Das wirds wohl sein!

Das dritte dürfte wohl entweder Reserve sein oder als Ablage für das Holzbein des TE!


----------



## Thomas9904 (15. Februar 2014)

*AW: habe mir was gebaut...*

Portable Toiletten?


----------



## flarfischangeln (15. Februar 2014)

*AW: habe mir was gebaut...*

Schneeschuhe.


----------



## Dorschbremse (15. Februar 2014)

*AW: habe mir was gebaut...*



Thomas9904 schrieb:


> Portable Toiletten?




Bitte erläutern- habe zwar ne Menge (auch schmutzige) Phantasie aber.....neeee!#c


----------



## Thomas9904 (15. Februar 2014)

*AW: habe mir was gebaut...*

Na zu irgendwas müssen doch diese runden Löcher gut sein, oder??
Loch buddeln, draufsetzen auf das Teil und ab dafür ;-))


----------



## Siever (15. Februar 2014)

*AW: habe mir was gebaut...*

@jkc: da ich ja weiß,  dass du nicht so der Biertrinker bist, muss es etwas mit Schnaps zu tun haben  Nee, im Ernst. Was soll das sein??


----------



## skally (15. Februar 2014)

*AW: habe mir was gebaut...*

Glaube damit baust du dir einen standfesten untergrund für Dreibeine.

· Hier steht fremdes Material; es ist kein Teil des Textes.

PR #971, opened 2018-06-27
[IMP] web_drop_target: Upload multiple files

fuentes73:
Added the possibility to upload multiple files and improve the UX

captura de pantalla 2018-06-27 a las 16 07 25


web_drop_target/static/src/js/web_drop_target.js
```diff
@@ -27,44 +28,67 @@ odoo.define('web_drop_target', function(require) {
...
         _on_dragenter: function(e) {
-            if(this._get_drop_item(e)) {
+            if(this._get_drop_item(e).length) {
                 e.preventDefault();
-                jQuery(e.delegateTarget).addClass(this._drag_over_class);
+                if(!this._drop_overlay){
+                    var drop_overlay_message = _t('Drop your files here');
+                    var o_content = jQuery('.o_content');
+                    var view_manager = jQuery('.o_view_manager_content');
+                    this._drop_overlay = jQuery(
```
simahawk: move this templating to an xml template or split it to separated func to ease override

simahawk: also, use `self.$(...)` to find elements inside the form only

web_drop_target/static/src/js/web_drop_target.js
```diff
@@ -27,44 +28,67 @@ odoo.define('web_drop_target', function(require) {
...
         },
 
         _on_dragleave: function(e) {
-            jQuery(e.delegateTarget).removeClass(this._drag_over_class);
+            this._drop_overlay.remove();
+            this._drop_overlay = null;
+            e.preventDefault();
         },
 
         _get_drop_item: function(e) {
```
simahawk: _get_drop_items then (+s)?

simahawk (changes requested):

simahawk:
@hbrunn ping ;)

web_drop_target/static/src/js/web_drop_target.js
fuentes73: I can't change `jQuery(...)` for `self.$` because those classes are outside the Widget, so it wouldn't find anything.
Am I wrong?

web_drop_target/__manifest__.py
```diff
@@ -3,14 +3,15 @@
...
-    "version": "10.0.1.0.0",
+    "version": "10.0.1.1.0",
     "author": "Therp BV,Odoo Community Association (OCA)",
     "website": "https://github.com/OCA/web",
     "license": "AGPL-3",
     "category": "Usability",
     "summary": "Allows to drag files into Odoo",
     "depends": [
         'web',
+        'document'
```
hbrunn, line 14: do we really need this?

web_drop_target/static/src/js/web_drop_target.js
```diff
@@ -5,7 +5,9 @@
 
 odoo.define('web_drop_target', function(require) {
     var Model = require('web.Model'),
-        FormView = require('web.FormView');
+        FormView = require('web.FormView'),
+        core = require('web.core');
+    var _t = core._t;
```
hbrunn: this you can just append above too

web_drop_target/static/src/js/web_drop_target.js
hbrunn: yes you are. This is a mixin class, so when this is actually instantiated, it does live within a widget: https://github.com/Studio73/web/blob/c33e6fa6745bb6fc59d2ae0f0e681c141e9bbb98/web_drop_target/static/src/js/web_drop_target.js#L138

web_drop_target/static/src/js/web_drop_target.js
hbrunn: yes please

web_drop_target/static/src/js/web_drop_target.js
```diff
@@ -27,44 +28,67 @@ odoo.define('web_drop_target', function(require) {
...
-            reader.onloadend = this.proxy(
-                _.partial(this._handle_file_drop, drop_item.getAsFile())
-            );
-            reader.readAsArrayBuffer(drop_item.getAsFile());
+            var self = this;
+            var drop_items = this._get_drop_item(e);
+            _.each(drop_items, function(drop_item) {
+                var reader = new FileReader();
+                reader.onloadend = self.proxy(
+                    _.partial(self._handle_file_drop, drop_item.getAsFile())
```
hbrunn: this is the simple way to implement this, but is it also the best way? That's a serious question, handling files separately makes sense I think, but let's think if there are cases where it makes a difference on the client side if we handle one file or 20? Can't think of one currently, but I wanted to raise the point anyways

web_drop_target/static/src/js/web_drop_target.js
```diff
@@ -27,44 +28,67 @@ odoo.define('web_drop_target', function(require) {
...
+                    o_content.append(this._drop_overlay);
+                }
                 return false;
             }
         },
 
         _on_dragleave: function(e) {
-            jQuery(e.delegateTarget).removeClass(this._drag_over_class);
+            this._drop_overlay.remove();
+            this._drop_overlay = null;
```
hbrunn: let's refactor 'do whatever we need to create/remove the d&d ui' into their own functions for simpler adaptions

hbrunn (dismissed):
thanks!

web_drop_target/__manifest__.py
fuentes73: I think yes, documents module adds the attachment button on top of the forms.

hbrunn: that's a functional thing. Is it *technically* necessary?

web_drop_target/static/src/js/web_drop_target.js
fuentes73: Yes I know that is a mixin class and it does live within a widget. But, what I'm saying is that those classes are in other Widgets, o_content is in ActionManager and o_view_manager_content is in ViewManager. So if you use `this.$('.o_content')` the result it's empty (I've tested it).

web_drop_target/__manifest__.py
simahawk: not really AFAIS but it sucks when you add an attachment and you don't see it...
If you don't want the dependency,  maybe we can add a reminder in  the drop area saying that you won't see them unless...?

web_drop_target/static/src/js/web_drop_target.js
hbrunn: ah, this way. Well, then you break generality here. It would be better if the addon only blocks/covers the area of the widget (that's also what the drop target is)

web_drop_target/__manifest__.py
hbrunn: that's worse in my opinion. I think technically unnecessary dependencies are a bad habit because you never know what people out there do with your code, and then pulling a dependency that might or might not cause trouble can be annoying. But if you both insist, I won't block on this

fuentes73: Well, I don't think that this dependency is unnecesary, if you don't install this module you can't see the attachments. If you want I can delete it, no problem, but we must add in the readme a message warning of this.

hbrunn: just leave it as it is, there's more interesting stuff to do and to discuss here

web_drop_target/static/src/js/web_drop_target.js
```diff
@@ -6,14 +6,14 @@
 odoo.define('web_drop_target', function(require) {
     var Model = require('web.Model'),
         FormView = require('web.FormView'),
-        core = require('web.core');
-    var _t = core._t;
+        core = require('web.core'),
+        qweb = core.qweb;
```
hbrunn: sorry for this one, the linter disagrees with me: https://eslint.org/docs/rules/no-mixed-requires (TIL)

web_drop_target/static/src/js/web_drop_target.js
fuentes73: I've done this because with `position: absolute` when the user scrolls the message stays on top and this is the result:
3-absolute

One solution to this is to use `position: fixed` but, with the fixed property the element is positioned relative to the browser window
2-fixed

So if we want to cover just the area where the drag&drop works, a possible solution is something like I've done.

AFAIK ActionManager is a property of ViewManager. ViewManager is the parent view of View Widget and FormView, TreeView and KanbanView extends from View. So those css classes are always accesibles and no generality break.

web_drop_target/static/src/js/web_drop_target.js
fuentes73: Done

web_drop_target/static/src/js/web_drop_target.js
fuentes73: Done

web_drop_target/static/src/js/web_drop_target.js
fuentes73: Done

web_drop_target/static/src/js/web_drop_target.js
hbrunn: concerning generality, think that tomorrow someone wants to use the mixin for enabling some specific action when dropping on some button, div, whatever on a form, but only there. Or a widget in the top bar. Or why not support drag and drop on some menu items that just create some default record based on the dropped file? That's where you break generality.

What's the problem with finding the current widget's DOM element's offset parent, and construct an overlay that covers only that?

web_drop_target/static/src/js/web_drop_target.js
fuentes73: Yes, you're completely right. I had tested it with 3/4 pdf and worked perfectly but TBH, now I don't know a better way to do it 😅

hbrunn: let's leave this as future extension then

web_drop_target/static/src/js/web_drop_target.js
fuentes73: I've also try to do it in this way but FormView parent `.o_view_manager_content` it's positioned absolute, so `position()` returns `0` and `offset()` changes with the scroll and will became negative at the bottom of the page.  

I'm not opposing to change it, but this is the only way that I found that works.
Honestly, I'm not going to waste more time trying to explain that I already test other solutions. This cover the cases proposed at the README, Form, Tree and Kanban. If someone comes with the idea to support drag&drop in buttons or menus he will be in charge to make all compatible, not me.

web_drop_target/__manifest__.py
```diff
@@ -3,16 +3,20 @@
 # License AGPL-3.0 or later (https://www.gnu.org/licenses/agpl.html).
 {
     "name": "Drop target support",
-    "version": "10.0.1.0.0",
+    "version": "10.0.1.1.0",
```
elicoidal, line 6: A question/detail: shoudnot this be 10.0.1.0.1 (do we really need to update the module?)

elicoidal (commented):
Functional Test: not sure this is linked but I cannot delete the attachments after uploading them.
Travis is complaining.
Other than that this is a great improvement!

web_drop_target/__manifest__.py
simahawk: it's an improvement :wink:

simahawk (approved):

simahawk:
@fuentes010 would you mind adding the screenshot to the README?
While you are doing this you could also cherry-pick this commit https://github.com/OCA/web/pull/974/commits/cc5cb0e5308f2c757546df0c88e1ca59a72f0b9d

simahawk:
Travis is failing here
```bash
`   File "/home/travis/build/OCA/web/web_widget_slick/tests/test_ui.py", line 18, in test_ui_web
`     login="admin",
`   File "/home/travis/odoo-10.0/odoo/tests/common.py", line 445, in phantom_js
`     self.phantom_run(cmd, timeout)
`   File "/home/travis/odoo-10.0/odoo/tests/common.py", line 391, in phantom_run
`     "PhantomJS test completed without reporting success; "
` AssertionError: None is not true : PhantomJS test completed without reporting success; the log may contain errors or hints.
```
Not sure if is related to these changes. I triggered re-build, let's see.

fuentes73:
@simahawk sure, no problem!

fuentes73:
@simahawk Done, thank's for the review!
Travis keeps complaining 😰

simahawk:
@fuentes010 try running test via /web/tests. We might get a better outcome.

web_drop_target/static/src/js/web_drop_target.js
```diff
@@ -27,44 +28,45 @@ odoo.define('web_drop_target', function(require) {
...
-            }
-            jQuery(e.delegateTarget).removeClass(this._drag_over_class);
-            var reader = new FileReader();
-            reader.onloadend = this.proxy(
-                _.partial(this._handle_file_drop, drop_item.getAsFile())
-            );
-            reader.readAsArrayBuffer(drop_item.getAsFile());
+            var self = this;
+            var drop_items = this._get_drop_items(e);
+            _.each(drop_items, function(drop_item) {
```
grindtildeath: Cannot this loop be moved to _handle_file_drop (which could then be renamed _handle_drop_items or something similar) ?
The goal is to be able to process multiple file differently than creating an attachement, i.e. having one rpc call for all the items instead of one rpc call for each dropped item.
I'm actually trying to do something like that for v11 but am struggling with it.

grindtildeath: I could finally get to it, cf : https://github.com/OCA/web/pull/975/commits/87be514256265bca13a55e285233043213acae9b
Maybe there's a cleaner solution ?

simahawk: @hbrunn seems good to me, can you check it?

hbrunn: the contributor made it clear [not to want to waste time on my review](https://github.com/OCA/web/pull/971#discussion_r199557546), so I'm done with this PR

web_drop_target/static/src/js/web_drop_target.js
simahawk: as far as I see this is not breaking anything, this is ADDING a feature and JUST limiting the generalization. I wouldn't block the change just for this,

That been said, @fuentes010 I know that it can be frustrating to address changes BUT pls don't say that you are wasting time.

Explain what you have done instead (so that ppl don't have to guess what you have tried and what not) and put this clear in the roadmap/known issues session possibly including the **valueable** remark by @hbrunn .

In this way we have a trace and whoever will work again on this widget can address this issue if needed.

Guys pls, remember that we are all on the same side: trying to improve shared code. :wink:

web_drop_target/static/src/js/web_drop_target.js
simahawk: @hbrunn take a breath and see my comment there :)
In any case I'm not asking you to review again this PR but a commit on another one that can be pulled here. Thanks in advance.

web_drop_target/__manifest__.py
simahawk: @elicoidal regarding your issue, is it due to the fact that you don't see the classic dropdown?
Do you have "document" installed?

web_drop_target/static/src/js/web_drop_target.js
fuentes73: @simahawk @hbrunn first of all, thank your for your review.
I didn't mean that I'm against your review and I said cleary that i'm not opposing to change anything, all improvements are welcome, I've change all you asked for. For me address changes it's not frustrating I love to learn. I didn't try to offend to anyone with my comment, if it has been misunderstood I apologise. 

@simahawk I'll change the word waste for invest 😉

elicoidal:
@simahawk I still have the issue: I can upload but cannot delete the attachments (blocking).
Actually it is a bit disturbing not to have by default the menu attachment (while the module is installed) even if the feature for dropping works fine. I would keep the attachment menu (but not blocking for that)

screencast_2018-07-11_04 49 12 pm

fuentes73:
Hi @elicoidal,
I have reproduced your issue, trash icon doesn't appears after dropping a file in to a ir.module.module model, like in your gif. But, If you drop a file into other model like sale.order, res.partner, etc... The trash button does appear. So it might not be related to this module, maybe it's due to permissions or something else, I don't know...

@simahawk @hbrunn @grindtildeath  Any thoughts?

pedrobaeza:
Attachments get the same permissions as their "container" model, so probably you won't have permissions to unlink modules. This is not something related to this module.

elicoidal (approved):
LGTM

web_drop_target/static/src/js/web_drop_target.js
simahawk: pls, document this issue in the roadmap/known issues and add a comment in the code pointing to that item (a numbered list would be awesome :wink: )

web_drop_target/static/src/js/web_drop_target.js
simahawk: @fuentes010 would you mind to cherry-pick that commit?

web_drop_target/static/src/js/web_drop_target.js
```diff
@@ -106,7 +108,30 @@ odoo.define('web_drop_target', function(require) {
                     );
                 }
             });
-        }
+        },
+
+        _add_overlay() {
```
yajo: ES6 syntax is forbidden if you don't want to turn developers crazy, as you can see with @simahawk  in https://github.com/OCA/web/issues/980#issuecomment-405177950 :stuck_out_tongue_winking_eye: 

PhantomJS doesn't support it, and minified sources with broken syntax kill the whole JS silently.

web_drop_target/static/src/js/web_drop_target.js
```diff
@@ -106,7 +108,30 @@ odoo.define('web_drop_target', function(require) {
...
+                    'top': o_content_position.top, 
+                    'left': o_content_position.left,
+                    'width': view_manager.width(),
+                    'height': view_manager.height()
+                });
+                o_content.append(this._drop_overlay);
+            }
+        },
+        
+        _remove_overlay() {
```
yajo: ES6 syntax forbidden.

yajo (changes requested):

web_drop_target/static/src/js/web_drop_target.js
fuentes73: Upss... sorry! I didn't know about that. 😅

web_drop_target/static/src/js/web_drop_target.js
fuentes73: @grindtildeath I cherry-picked your commit and modified it to make it works at v10. But now the stored files are empty. 
Can you please, check if it's also happening at your PR? or it's just me that I've done something wrong

fuentes73: No need to check anything. I didn't see this commit [db9e332](https://github.com/OCA/web/pull/975/commits/db9e332f3b2fcd7a566a9075d5ffda0de5566302). Applied and now works properly

simahawk:
@Yajo @grindtildeath  can you update your review? :)

yajo (approved):
Code review.

grindtildeath:
@fuentes010 I did add this commit in v11 to be IE11 compliant : https://github.com/OCA/web/pull/975/commits/37202bc4b42c8ba560469c75b57c7389f7ef907f
IMO should be tested for v10. (I used this VM https://github.com/magnetikonline/linux-microsoft-ie-virtual-machines#ie11---windows-7)

web_drop_target/static/src/js/web_drop_target.js
```diff
@@ -106,7 +102,42 @@ odoo.define('web_drop_target', function(require) {
...
+
+        _handle_file_drop_attach: function(
+            item, e, res_model, res_id, extra_data
+        ) {
+            var self = this;
+            var file = item.getAsFile();
+            var reader = new FileReader();
+            reader.onloadend = self.proxy(
+                _.partial(self._create_attachment, file, reader, e, res_model, res_id, extra_data)
+            );
```
MeetKD, line 120: Can you please add FileReader error handler ?

MeetKD (changes requested):

web_drop_target/static/src/js/web_drop_target.js
```diff
@@ -27,67 +28,62 @@ odoo.define('web_drop_target', function(require) {
         },
 
         _on_drop: function(e) {
-            var drop_item = this._get_drop_item(e);
-            if(!drop_item) {
+            var drop_items = this._get_drop_items(e);
+            if(!drop_items) {
```
simahawk, line 34: pls rebase and include this fix https://github.com/OCA/web/pull/1209

web_drop_target/static/src/js/web_drop_target.js
simahawk: @fuentes010 ping

simahawk (commented):
2 comments to address then it seems good to merge, fine for every one?

web_drop_target/static/src/js/web_drop_target.js
fuentes73: Done

web_drop_target/static/src/js/web_drop_target.js
fuentes73: Done

web_drop_target/static/src/js/web_drop_target.js
simahawk: @fuentes010 I think @MeetKD was asking for an overrideable error handler (as `self._create_attachment`).
Once this is done I think we are ready to merge.

fuentes73: @MeetKD @simahawk done.

fuentes73:
@simahawk @MeetKD changes done, do you think it's ready to merge?

Issue #540, opened 2017-01-27
[9.0] web_responsive: Some bugs + improvements


pedrobaeza:
The mobile view is still not perfect, as you can see in this screenshot:

![seleccion_026](https://cloud.githubusercontent.com/assets/7165771/22390038/0946f07c-e4e9-11e6-8def-291e41f97771.png)

Other things that can be improved:

* When clicking on a menu, hide all the rolled-up menus to the right button, as you don't want to click there again or scroll down for seeing the part you have click on.
* Hide search view by default under a glass icon or similar, and when clicked, show it. You can click again in the glass icon for hiding.
* Full statusbar widget is very big to be shown as is.

![seleccion_027](https://cloud.githubusercontent.com/assets/7165771/22390274/5955a1d4-e4ea-11e6-8a5f-1ca700d0a040.png)

  It's better to show only active state and click on it for seeing the rest of the states (and allow to click for changing state if clickable).
* The same happens with the buttons in the header. We should group them under a button called "Actions" or similar (web_enterprise called it "Action" in singular, but I prefer in plural if we choose that name).

yajo:
Can you point to how to get to screenshot 1?

pedrobaeza:
In Firefox, go to mobile view, and see a sales order in form view.

yajo:
I checked it; confirmed.

yajo:
I can confirm that problem 1 does not happen in v10.

pedrobaeza:
@lasley would you take care of the rest of the comments here?

pedrobaeza:
Closing as triage and doesn't happen in v10.

PR #973, opened 2018-06-30
[IMP][11.0][web_responsive] Sticky Statusbar & List View Header-Footer

Tardo:
sticky_statusbar

A) With Sticky Statusbar (PR)
B) Without Sticky Statusbar (Normal)

sticky_list

### DIFF
--- a/web_responsive/static/src/less/form_view.less
+++ b/web_responsive/static/src/less/form_view.less
@@ -52,6 +52,24 @@
     }
 }
 
+// Sticky Header & Footer in List View
+.o_view_manager_content {
+    >div {
+        >.table-responsive {
+            >.o_list_view {
+                thead {
+                    position: sticky;
+                    top: 0;
+                }
+                tfoot {
+                    position: sticky;
+                    bottom: 0;
+                }
+            }
+        }
+    }
+}
+
 .o_form_view {
     // Form must fill 100% width in any size
     .o_form_sheet_bg {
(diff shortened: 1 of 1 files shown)


pedrobaeza:
Another great option! 

Maybe you can check https://github.com/OCA/web/issues/540 for other suggestions I made some time ago.

yajo (approved):
Neat! :heart:

web_responsive/static/src/less/form_view.less
```diff
@@ -52,6 +52,24 @@
     }
 }
 
+// Sticky Header & Footer in List View
+.o_view_manager_content {
+    >div {
+        >.table-responsive {
+            >.o_list_view {
+                thead {
+                    position: sticky;
```
simahawk, line 61: sounds this is not going to work for everybody https://caniuse.com/#search=sticky :)

yajo: Usually CSS would ignore unknown rules and just leave the defaults, so that shouldn't be a problem in most cases.

simahawk: sure, maybe worth to add it to known issue / roadmap?

simahawk (approved):

web_responsive/static/src/less/form_view.less
yajo: Well, it's not *known* until you open a old browser and check it's broken.
Let's just expect it works, and if it breaks somebody, and that somebody cannot stop using IE, we'll fix it then. :relaxed:

guewen (approved):
Great!

PR #974, opened 2018-07-02
[11.0][MIG] web_drop_target

grindtildeath:
TODO :
 - [ ] ~Include https://github.com/OCA/web/pull/971~ (To be done in #975 )

PR #975, opened 2018-07-02
[11.0][ADD] web_drop_target : add multi upload

grindtildeath:
Base PR : 
 - [x] https://github.com/OCA/web/pull/974

Depends on :
 - [ ] https://github.com/OCA/web/pull/971


web_drop_target/static/src/js/web_drop_target.js
```diff
@@ -25,44 +25,67 @@ odoo.define('web_drop_target', function(require) {
...
-            }
-            jQuery(e.delegateTarget).removeClass(this._drag_over_class);
-            var reader = new FileReader();
-            reader.onloadend = this.proxy(
-                _.partial(this._handle_file_drop, drop_item.getAsFile())
-            );
-            reader.readAsArrayBuffer(drop_item.getAsFile());
+            var self = this;
+            var drop_items = this._get_drop_items(e);
+            _.each(drop_items, function(drop_item) {
```
grindtildeath: Cannot this loop be moved to _handle_file_drop (which could then be renamed _handle_drop_items or something similar) ?
The goal is to be able to process multiple file differently than creating an attachement, i.e. having one rpc call for all the items instead of one rpc call for each dropped item.
I'm actually trying to do something like that for v11 but am struggling with it.

ghost (approved):

simahawk:
@grindtildeath can you rebase on 11.0?

grindtildeath:
Superseded by #1313

Issue #976, opened 2018-07-03
[9.0]web_ir_actions_act_window_message: Uncaught TypeError: self.inner_widget.active_view.controller.recursive_reload is not a function


zakiuu:
**Use case:**
- I've a server action declared for my model:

Also stabilisatoren für dreibein egal was für Boden.

Oder für Moped/Fahrrad, damit es bei selbigen weichen Boden sicher steht. Aber wozu 3?

Grüße


----------



## Sammael (15. Februar 2014)

*AW: habe mir was gebaut...*

eindeutig eine kombination aus rückenkratzer, bierhalter und wickelbrett!


----------



## Professor Tinca (15. Februar 2014)

*AW: habe mir was gebaut...*



zokker schrieb:


> Wenn du an einem hang angelst, damit dein stuhl nicht schräg steht. Aber warum 3, rätselhaft.




Könnte für sechs-Bein-Liege sein, die seitlich entlang der Böschung steht.|kopfkrat


----------



## dib (15. Februar 2014)

*AW: habe mir was gebaut...*

um eine liege die 6 beine hatt auf einem schrägen ufer sicher, grade und rutschfest aufzustellen .


----------



## dib (15. Februar 2014)

*AW: habe mir was gebaut...*

verdammt ich war zu lansam


----------



## Deep Down (15. Februar 2014)

*AW: habe mir was gebaut...*

Also, ich meine, da haste dir wirklich drei schöne hölzerne Hackfressenschädel mit heftigem Überbiss aber recht morschen Zähnen und nem Loch im Kopp gebastelt!
Anstatt des Holzbregens kannste jetzt  mittels Teelicht den dumpfen Jungs nen Licht aufgehen lassen!

Okay, gelöst, oder?


----------



## j.Breithardt (15. Februar 2014)

*AW: habe mir was gebaut...*



Deep Down schrieb:


> Also, ich meine, da haste dir wirklich drei schöne hölzerne Hackfressenschädel mit heftigem Überbiss aber recht morschen Zähnen und nem Loch im Kopp gebastelt!
> Anstatt des Holzbregens kannste jetzt mittels Teelicht den dumpfen Jungs nen Licht aufgehen lassen!
> 
> Okay, gelöst, oder?


 

Hallo Deep Down,

vermutlich gehören wir 2 verschiedenen Generationen an. Kannst du das bitte auch mal für die Ü60-Generation übersetzen? Danke.:m


----------



## Deep Down (15. Februar 2014)

*AW: habe mir was gebaut...*

Ich versuchs mal!

Also, jetzt guckste Dir das Jebastelte unseres freischaffenden Künstlers im ersten Beitrag noch mal an!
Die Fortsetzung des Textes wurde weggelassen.